In the U.S., 32% of women feel comfortable enough to talk about period-related matters with other females. The stigmas against periods have made many women feel ashamed of who they are, scared to reach out for help, and/or uncomfortable to talk about, let alone acknowledge periods around other people, especially men.

“In third world countries, women are shamed for having a period, are forced to deal with unimaginable social and physical pain, and have inadequate access to proper products. Women in prisons and jails are limited with access to ordinary items to begin with, thus making periods that much more difficult to deal with,” claimed Tucker. 

Hendrix added, “In countries like rural Ghana and Kenya, girls will miss several days of school each year due to not having access to sanitary pads. These girls are also at a much higher risk for developing reproductive tract infections and experiencing harassment and anxiety.”
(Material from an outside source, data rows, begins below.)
PR #3699, opened 2022-09-14
Make ERC721Votes no longer a Draft

frangio:
The contract was marked as a draft because it has a dependency on EIP712, but EIP712 was made Final recently.

I've also made some missing necessary changes regarding EIP712.

This should go in 4.8.


Amxx (approved):
LGTM

PR #3702, opened 2022-09-15
made the roles also enumerable for accounts on access control

kevupton:
Added functionality to also enumerate the roles for accounts on the `AccessControlEnumerable`.

Naming is just inverted, as I thought that was the most intuitive.

#### PR Checklist

- [ ] Tests
- [x] Documentation
- [x] Changelog entry


frangio:
Appreciate the desire to contribute but please open an issue for discussion first.

This has been considered before in https://github.com/OpenZeppelin/openzeppelin-contracts/issues/2139, although at the time we did not have the distinction between `AccessControl` and `AccessControlEnumerable`.

In your issue, please list the context in which on-chain enumerability is useful, and why it is not enough to use the events.

kevupton:
ahhh very true of event enumeration would be just as good. 🙏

Even though the PERIOD. movement is relatively new, the stigmas against menstruating and the issue of period poverty is not. Like Tucker and Hendrix, other girls across the nation can join the PERIOD. Movement by submitting an application to Period. to start their own chapter (aka club) to help educate others and to play a part in ending period poverty within their own community. 

If PERIOD. is successful in their mission, when “Emily” and her mother go to the store in a few years to buy products for Emily, she won’t be taxed for being a woman.